Three explorers who should have had travel insurance

Christopher Columbus

Christopher Columbus (Wikipedia)

During the 15th Century Christopher Columbus is famous for completing four voyages across the Atlantic Ocean, which led to the discovery and colonisation of the New World. However, during the return of his first voyage a fierce storm in the Atlantic caused him to become extremely unwell, which is now thought to have been caused by gout. If he were insured he could have claimed emergency medical benefits that are necessarily incurred during a trip due to unforeseen bodily injury, illness, disease and/or compulsory quarantine.

Captain Cook

Captain James Cook (Wikipedia)

This famous 18th Century explorer is well known for voyaging across the Pacific Ocean and making contact with the indigenous people of Australia and the Hawaiian Islands. Just as famous are his achievements is unfortunately the nature of his death, when he was hit over the head by a Hawaiian after attempting to kidnap the King of King of Hawaiʻi, Kalaniʻōpuʻu. Sadly he didn’t have any death benefits – he should have had travel insurance.

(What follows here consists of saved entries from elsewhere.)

PR #2034, opened 2020-08-12
Call getAccountBalance for all wallets at once on tip change

Anviking:
# Issue Number

#2005 

# Overview

- [x] Only send the LSQ query `GetFilteredDelegationsAndRewardAccounts` when the tip changes
- [x] Query _all_ wallet reward accounts in _the same_ `GetFilteredDelegationsAndRewardAccounts`

Listing stake pools with 10 wallets now takes ~5 seconds instead of 2-3 minutes!

- [x] Make the implementation easier to follow and actually sane

# Comments

- [ ] Not completely sure this doesn't mess up some some intricate interactions between the reward balance state and utxo state. The integration tests pass. But maybe there are some rollback scenarios which could lead to the reward balance being incorrectly reported for a while… Would be nice to think through properly and synchronise them. 

I think this happens on tip changes:

1. Wallet worker updates UTxO
2. Tip worker re-feches balances and writes to TVar
3. (I think on next tip change) Wallet reads the balance from the TVar and writes it to Sqlite
4. New reward balance is queryable from API

With this PR, I wonder if it may not risk being out of date for one more tip-change


Anviking:
bors try

lib/shelley/src/Cardano/Wallet/Shelley/Network.hs
```diff
@@ -328,6 +349,8 @@ withNetworkLayer tr np addrInfo versionData action = do
     connectNodeTipClient
         :: HasCallStack
         => RetryHandlers
+        -> TVar IO (Map W.ChimericAccount (Maybe W.Coin))
```
KtorZ: What about using `0` as a default value instead of `Nothing`. We do already default to `0` when it comes to the reward balance and it is quite plausible / will not cause any particular harm to report a balance as 0 until we fetch it.

KtorZ (commented):
I like the principle here of fetching them all in one query. We need to make sure however to clean accounts from the list when wallets are deleted. Otherwise, we end up fetching unused account over and over. We need some form "pub / sub" mechanism.

Anviking:
Meant:
bors try

Anviking:
bors try

lib/shelley/src/Cardano/Wallet/Shelley/Network.hs
```diff
@@ -984,15 +1092,14 @@ instance TPraosCrypto sc => ToText (NetworkLayerLog sc) where
         MsgLocalStateQueryEraMismatch mismatch ->
             "Local state query for the wrong era - this is fine. " <>
             T.pack (show mismatch)
-        MsgGetRewardAccountBalance bh acct -> T.unwords
+        MsgGetRewardAccountBalance tip accts -> T.unwords
             [ "Querying the reward account balance for"
-            , pretty acct
+            , fmt $ listF accts
```
Anviking, line 1163: With 10 wallets:
```
[cardano-wallet.network:Info:15] [2020-08-17 10:37:49.31 UTC] Querying the reward account balance for  [1ed0bdd4, 2a98402c, 5237aa81, 634bea28, 69e2c672, 75765c1e, 84132baa, c662444a, d55deafa, f4ea9095] at 70617265<-[c90c882f-6094377#4570261]
```

lib/shelley/src/Cardano/Wallet/Shelley/Network.hs
Anviking: I wanted to keep "we already default to 0" separate from the core caching logic.

With the slight refactoring, I made new entries get added to a separate `toBeObserved :: Set`, instead of `Nothing` values inside the `Map`, but the "query" still returns `Maybe W.Coin` like here, requiring an explicit `fromMaybe`.

lib/shelley/src/Cardano/Wallet/Shelley/Network.hs
```diff
@@ -767,6 +761,92 @@ mkTipSyncClient tr np localTxSubmissionQ onTipUpdate onPParamsUpdate onInterpret
...
+        -> Observer IO W.ChimericAccount W.Coin
+    observer cacheVar toBeObservedVar =
+        Observer
+            { startObserving = \k ->
+                atomically $ do
+                    modifyTVar' toBeObservedVar (Set.insert k)
+            , stopObserving = \k ->
+                atomically $ do
+                    modifyTVar' toBeObservedVar (Set.delete k)
+                    modifyTVar' cacheVar (Map.delete k)
```
Anviking: Integration tests / [ STAKE_POOLS_JOIN_01](https://github.com/input-output-hk/cardano-wallet/blob/f66a86e01b89a0fbe32df6623f3923fc3d9fd6bd/lib/core-integration/src/Test/Integration/Scenario/API/Shelley/StakePools.hs#L152-L307) pass, meaning this should work.

But if this `Observer` abstraction is something we want to keep, it would be nice to add more extensive unit tests. `newRewardBalanceFetcher` would probably have to be made more abstract. (Because the record itself provides very little structure and can't be tested)

I also guess there is similarities between this and the `WorkerRegistry`, that perhaps could be unified in the future.

lib/shelley/src/Cardano/Wallet/Shelley/Network.hs
```diff
@@ -771,6 +761,92 @@ mkTipSyncClient tr np localTxSubmissionQ onTipUpdate onPParamsUpdate onInterpret
...
+                m <- atomically (readTVar cacheVar)
+                return $ Map.lookup k m
+            }
+
+    refresh
+        :: TVar IO (Map W.ChimericAccount W.Coin)
+        -> TVar IO (Set W.ChimericAccount)
+        -> Tip (CardanoBlock sc)
+        -> IO ()
+    refresh cacheVar toBeObservedVar tip = do
```
KtorZ: I find it surprising that `refresh` is not part of the `Observer` "interface". The function clearly has a privileged access to both TVar and make strong assumption about how they are manipulated. So to me, it seems like it belong to the same abstraction and having it as a separate function is a bit confusing.

lib/shelley/src/Cardano/Wallet/Shelley/Network.hs
```diff
@@ -771,6 +761,92 @@ mkTipSyncClient tr np localTxSubmissionQ onTipUpdate onPParamsUpdate onInterpret
...
+newRewardBalanceFetcher
+    :: forall sc. Tracer IO (NetworkLayerLog sc)
+    -> W.GenesisParameters
+    -- ^ Used to convert tips for logging
+    -> TQueue IO (LocalStateQueryCmd (CardanoBlock sc) IO)
+    -> IO ( Observer IO W.ChimericAccount W.Coin
+          , Tip (CardanoBlock sc) -> IO ()
+            -- Call on tip-change to refresh
+          )
+newRewardBalanceFetcher tr gp queryRewardQ = do
```
KtorZ: It'd be nice to be able to test this bit of logic in isolation. This is currently hard because the management of the keys / accounts is mixed with the logic for fetching the reward. I'd suggest to replace the `ChimericAccount` with a `Ord k => k` and to replace `Coin` with an abstract `a`, and pass a function that yield `a` as argument. So, something like:


 ```hs
data Observer m key value = Observer
    { startObserving :: key -> m ()
    , stopObserving :: key -> m ()
    , query :: key -> m (Maybe value)
    , refresh :: tip -> m tip
    }

newObserver 
    :: Ord key
    => (tip -> [key] -> m (Map key value))
    -> Observer m key value
newObserver getValues = ...
```

Comment (KtorZ) [reply lib/shelley/src/Cardano/Wallet/Shelley/Network.hs]: This way, we can separate the network logic from the observer logic and test them separately (at least, test the observer).

Comment (Anviking) [reply lib/shelley/src/Cardano/Wallet/Shelley/Network.hs]: > It'd be nice to be able to test this bit of logic in isolation. 

Yes 👍  I alluded to it in https://github.com/input-output-hk/cardano-wallet/pull/2034#discussion_r471493798, but didn't want to explore it before hearing your feedback.

File: lib/shelley/src/Cardano/Wallet/Shelley/Network.hs (hunk 4 above)
Comment (Anviking) [reply lib/shelley/src/Cardano/Wallet/Shelley/Network.hs]: To me, `Observer` is concerned about _subscribing to_ and _accessing_ values. It theoretically be passed around and escape the `Network` module. 

`refresh` is coupled to the _creation_ of the `Observer`. It's more like an implementation detail, specific to the `Network` module.

If say the wallet registry were to have access to an `Observer`, it should not be allowed to manually call `refresh`.

File: lib/shelley/src/Cardano/Wallet/Shelley/Network.hs [hunk 6]
```diff
@@ -771,6 +766,121 @@ mkTipSyncClient tr np localTxSubmissionQ onTipUpdate onPParamsUpdate onInterpret
...
+    observer
+        :: TVar m (Map key value)
+        -> TVar m (Set key)
+        -> Observer m key value
+    observer cacheVar observedKeysVar =
+        Observer
+            { startObserving = \k -> do
+                atomically $ do
+                    modifyTVar' observedKeysVar (Set.insert k)
+                traceWith tr $ MsgAddedObserver k
```
KtorZ: Since "startObserving" is called every time `getAccountBalance` is called, this would log a line `MsgAddedObserver` in a rather misleading way and much more than it needs. We could use something like `Set.alterF` and return `Just _` or `Nothing` depending on whether the element was added (and log accordingly).

Anviking: Yup. It's connected to `nullTracer` now, so one doesn't notice, but should connect to the real tracer and change this.

lib/shelley/test/unit/Cardano/Wallet/Shelley/NetworkSpec.hs
```diff
@@ -47,6 +54,54 @@ spec = describe "NetworkLayer regression test #1708" $ do
                     race_ (watchNodeTip nl (putMVar waiter)) (takeMVar waiter)
             void $ waitAnyCancel tasks
 
+    describe "Observer" $ do
+        describe "(query k) with typical use" $ beforeAll mockObserver $ do
+            -- Using monadic-property tests /just/ for the sake of testing with
+            -- multiple keys seem worthless.
```
KtorZ: It'd be nice to test with multiple keys, since this is the main _point_ of this PR actually. Coming up with some properties would help testing possible edge-cases that aren't caught here, although may be a bit tricky here. At least, we should add two additional test scenarios:

- registering the same key twice
- registering multiple keys

Anviking: I should say, I’m much more worried about this causing further balance discrepancies than that it doesn’t handle registering the same key twice, or multiple keys, etc (though sure, good to test).

lib/shelley/test/unit/Cardano/Wallet/Shelley/NetworkSpec.hs
```diff
@@ -47,6 +67,155 @@ spec = describe "NetworkLayer regression test #1708" $ do
...
+                        let expectedValue = length k
+                        (query observer k)`shouldReturn` Just expectedValue
+
+                it "traced MsgAddedObserver, MsgWillFetch, MsgDidFetch"
+                    $ \(_, _, trVar) -> do
+                        trVar `shouldHaveTraced`
+                            [ MsgAddedObserver k
+                            , MsgWillFetch $ Set.singleton k
+                            , MsgDidFetch $ Map.singleton k v
+                            ]
```
KtorZ, line 133: I don't get this test, unless this test depends on the previous ones which would be quite bad / misleading. Tests should work in isolation.

Anviking: I wanted to experiment with slightly different usage of `describe`/`it` for more readable test output.

Here we get:
```haskell
        when refresh fails
          (query k) returns the existing v
          only MsgWillFetch is traced
```
which I think is quite neat.

(And in total:)
```
      typical use
        startObserving
          (query k) returns Nothing before startObserving
          (query k) returns v after (startObserving k >> refresh)
          traced MsgAddedObserver, MsgWillFetch, MsgDidFetch
        calling startObserving a second time
          (query k) is still v
        when refresh fails
          (query k) returns the existing v
          only MsgWillFetch is traced
        stopObserving
          makes (query k) return Nothing
```

With no shared state, the whole `typical use` tree would be a single `it`.

I'll admit it gets a bit weird here though, where the `refresh False` belongs to the whole `when refresh fails` tree, but is run in the first `it`. (We cannot have it as a `runIO` or `beforeAll`, because we cannot access the `refresh` function from outside an `it`).

We'd need some
```haskell
mapBeforeAll :: (a -> IO b) -> SpecWith b -> Spec a
```
which doesn't exist

Anviking: We _could_ probably add a `Arbitrary (Observer, refresh)`, and _do_ run most of these checks in isolation though 🤔

KtorZ: I admit that the separation is neat, but it is puzzling. So at the very least, there should be a clear note as comment explaining basically what you just explained here.

Anviking:
bors try

lib/shelley/src/Cardano/Wallet/Shelley/Network.hs
```diff
@@ -770,6 +764,151 @@ mkTipSyncClient tr np localTxSubmissionQ onTipUpdate onPParamsUpdate onInterpret
...
+  where
+    observer
+        :: TVar m (Map key value)
+        -> TVar m (Set key)
+        -> Observer m key value
+    observer cacheVar observedKeysVar =
+        Observer
+            { startObserving = \k -> do
+                wasAdded <- atomically $ do
+                    notAlreadyThere <- Set.notMember k <$> readTVar observedKeysVar
```
Anviking, line 883: Seems `Set.alterF` doesn't exist with our version of `containers` , and I didn't figure out how it worked, but think a separate `readTVar` inside `atomically` is perfectly fine.

Fell-x27:
There is a bug. This build doesn't sync reward balance for fresh-restored wallets. Probably it also doesn't get reward from pools incoming after wallet sync.

Fell-x27:
Hmm..looks like the very last build (03ed32945e01086fbc918ca0b3ff22ba4b1fef73) doesn't have this problem. Prev had.

KtorZ:
Do you mind describing the context, expected behavior and observed behavior?

There are a few things that are counter intuitive at first when dealing with reward balances. And there's also a known "latency" issue we are tracking as part of anothrr ticket.

Fell-x27:
> Do you mind describing the context, expected behavior and observed behavior?
> 
> There are a few things that are counter intuitive at first when dealing with reward balances. And there's also a known "latency" issue we are tracking as part of anothrr ticket.

I mean, fresh-restored wallets were restored without reward balance. And even pre-restored wallets with non-zero reward balance randomly "lost" rewards. But with the last build problem is gone. And rewards were back. But there is another one issue with fees described in https://github.com/input-output-hk/cardano-wallet/issues/2005#issuecomment-677911996

KtorZ (approved):

Issue #2044, opened 2020-08-15
BUG: cardano-wallet docker container exits with code 127 - command not found


philkunz:
# Context

I'm in the process of creating a MIT licensed TypeScript client for the the cardano wallet api, that replicates daedalus functionality in TypeScript.

For testing I checked out the repo and started the docker compose file with `NETWORK=mainnet docker-compose up`

| Information  | -                                                     |
| ---          | ---                                                   |
| Version      | Docker Images: inputoutput/cardano-node:1.18.0 and inputoutput/cardano-wallet:latest as in docker-compose file |
| Platform     | Latest Ubuntu with latest Docker |
| Installation | Docker Compose from master of this repository  |

## Expected behaviour

Everything runs normal and `curl http://localhost:8090/v2/network/information` gives a status 200 response

## Actual behaviour

cardano-node runs normal, cardano-wallet container exits with code 127, command not found. 

---

# Resolution 

---

# QA

rvl:
@philkunz Your project sounds interesting. Perhaps you could add it to [cardano-launcher](https://github.com/input-output-hk/cardano-launcher)?

philkunz:
@rvl I took a look at cardano-launcher and created a ticket there https://github.com/input-output-hk/cardano-launcher/issues/86

My goal is to make cardano consumable to the average TypeScript dev implementing a website or simple shop by nothing a more than a simple `npm install [packagename]`. I'm more than happy to include this work into iohk later should it find your approval upon completion (it is MIT licensed anyway).

Anviking:
It [seems](https://hub.docker.com/r/inputoutput/cardano-wallet/tags) `latest` is not updated immediately, but after setting this:
```bash
    image: inputoutput/cardano-wallet:dev-master-shelley
```
in `docker-compose.yml`, ` NETWORK=mainnet docker-compose up` starts correctly.

I suppose `latest` will be updated next time we make a wallet release, which might be soon, so no need to PR docker-compose-yml. cc @piotr-iohk @rvl

KtorZ:
@Anviking latest correspond to the latest release. So, on August 3rd at the moment.

piotr-iohk:
works fine in `v2020.9.11`

Issue #1919, opened 2020-07-17
Remove cardano-wallet-byron package


rvl:
# Context

ADP-356

With the hard fork combinator we have a wallet which works on both byron and shelley networks. This will be in the cardano-wallet-shelley package.

We no longer require wallets that can only work with single-era nodes.

# Decision

Remove the cardano-wallet-byron package.

Salvage any tests or benchmarks and copy them across to the cardano-wallet-shelley package.
- Restore benchmarks ⇒ #1695.

Note: grep is your friend, especially when tracking down byron references in the nix build.

# Acceptance Criteria

1. There must be only one cardano-node backed cardano-wallet.
2. Test cases, nightly tests, benchmarks, etc should not be lost because we need more automated QA not less.

---

# Development 

- [x] Add cardano-wallet-shelley restore bench to nightly #1695
- [x] Remove cardano-wallet-byron #2012 
- [x] Rename cardano-wallet-shelley to cardano-wallet #2013
- [x] Adjust wiki again
- [x] Ensure travis release script still works
- [ ] Consider moving `lib/*` to `.`
- [ ] Consider renaming `shelley` dir to `cardano-wallet`
- [x] Fix restore bench and docker #2045
- [x] Fix travis release deployment #2048

# QA 

- `cardano-wallet-byron` was removed.
- `cardano-wallet-shelley` was renamed to `cardano-wallet`
- Existing shelley tests pass.
    - Some Byron-specific integration tests were removed in #2012. Is this ok?

piotr-iohk:
I is this completed? I suppose there are integration tests to be "merged" to shelley, e.g. -> https://github.com/input-output-hk/cardano-wallet/blob/master/lib/byron/test/integration/Main.hs#L128, not sure about other stuff?

QA section filled would be helpful :sweat_smile:

Anviking:
@piotr-iohk This is not in the QA column. Are you talking about another ticket?

piotr-iohk:
Sorry, my bad. I thought I saw it in QA... Jesus :tired_face:

piotr-iohk:
> Test cases, nightly tests, benchmarks, etc should not be lost because we need more automated QA not less.

Perhaps that is not a result of this change but Benchmarks and Windows tests are failing for quite a while now. (Although benchmarks are hopefully fixed :crossed_fingers: )

piotr-iohk:
[...]

PR #2045, opened 2020-08-16
Fix restore bench and docker

Anviking:
# Issue Number

#1919, #2044 

# Overview

- [x] Fix broken restore bench  https://buildkite.com/input-output-hk/cardano-wallet-nightly/builds/608#f02f336b-c7be-4b3f-b86b-bc825c9b5ac2
- [ ] _Hope_ `docker` should be fixed, but can't easily test locally ⚠️ 

# Comments

### DIFF
--- a/nix/docker.nix
+++ b/nix/docker.nix
@@ -27,7 +27,9 @@ let
   defaultPort = "8090";
   dataDir = "/data";
 
-  startScript = writeScriptBin "start-cardano-wallet-${backend}" ''
+  suffix = if backend == "shelley" then "" else "-" + backend;
+  walletExeName = "cardano-wallet" + suffix;
+  startScript = writeScriptBin "start-wallet" ''
     #!${runtimeShell}
     set -euo pipefail
 
@@ -37,7 +39,7 @@ let
     ln -s ${dataDir} /cardano-wallet
 
     export LOCALE_ARCHIVE="${glibcLocales}/lib/locale/locale-archive"
-    exec ${exe}/bin/cardano-wallet-${backend} "$@"
+    exec ${exe}/bin/${walletExeName} "$@"
   '';
 
   # Config file needed for container/host resolution.
@@ -68,7 +70,7 @@ in
       startScript
     ];
     config = {
-      EntryPoint = [ "start-cardano-wallet-${backend}" ];
+      EntryPoint = [ "start-wallet" ];
       ExposedPorts = {
         "${defaultPort}/tcp" = {}; # wallet api
       };
--- a/.buildkite/bench-restore.sh
+++ b/.buildkite/bench-restore.sh
@@ -3,27 +3,26 @@
 
 set -euo pipefail
 
-if [ "$#" -lt 2 ]; then
-  echo "usage: $0 TARGET NETWORK"
+if [ "$#" -lt 1 ]; then
+  echo "usage: $0 NETWORK"
   exit 1
 fi
 
-target=$1
-network=$2
-artifact_name=restore-$target-$network
+network=$1
+artifact_name=restore-$network
 log=restore.log
-results=restore-$target-$network.txt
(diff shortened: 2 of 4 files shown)


nix/docker.nix
```diff
@@ -27,18 +27,22 @@ let
...
+      # set up data volume
+      export XDG_DATA_HOME=/
+      mkdir -p ${dataDir}
+      ln -s ${dataDir} /cardano-wallet
 
-    export LOCALE_ARCHIVE="${glibcLocales}/lib/locale/locale-archive"
-    exec ${exe}/bin/cardano-wallet-${backend} "$@"
-  '';
+      export LOCALE_ARCHIVE="${glibcLocales}/lib/locale/locale-archive"
+      exec ${exe}/bin/${walletExeName} "$@"
```
rvl: Since it's a bash script, you could "cheat" and use a glob.
```
exec ${exe}/bin/cardano-wallet* "$@"
```

nix/docker.nix
```diff
@@ -12,7 +12,7 @@
 
 # The main contents of the image.
 , exe
-# Short name of the backend, e.g. jormungandr or shelley
+# "", or "-jormungandr" (as suffix to cardano-wallet)
```
rvl: The backend function argument will still be either jormungandr or shelley, so this comment doesn't need to be changed.

nix/docker.nix
```diff
@@ -27,18 +27,22 @@ let
...
   dataDir = "/data";
 
-  startScript = writeScriptBin "start-cardano-wallet-${backend}" ''
-    #!${runtimeShell}
-    set -euo pipefail
+  startScript =
+    let
+      suffix = if backend == "shelley" then "" else "-" + backend;
+      walletExeName = "cardano-wallet" + suffix;
+    in writeScriptBin "start-cardano-wallet-${backend}" ''
```
rvl: The name of this start script actually doesn't matter. It could be called globbits and the image would still work.
So you can remove the backend from its name.

nix/docker.nix
```diff
@@ -27,18 +27,22 @@ let
   defaultPort = "8090";
   dataDir = "/data";
 
-  startScript = writeScriptBin "start-cardano-wallet-${backend}" ''
-    #!${runtimeShell}
-    set -euo pipefail
+  startScript =
+    let
+      suffix = if backend == "shelley" then "" else "-" + backend;
```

Sir Francis Drake (Wikipedia)

English sea captain and Elizabethan politician, Sir Francis Drake, managed to circumnavigate the world in a single expedition during the 16th Century. Before reaching Peru, Drake visited the Mocha Islands where the hostile locals injured him. As with Christopher Columbus, his emergency medical benefits could have served useful here. Although we shouldn’t forget that whilst Drake was a hero to the English, Spaniards viewed him as a pirate. We’re not entirely sure his legendry, but war-bound exploits, would have been covered by insurance.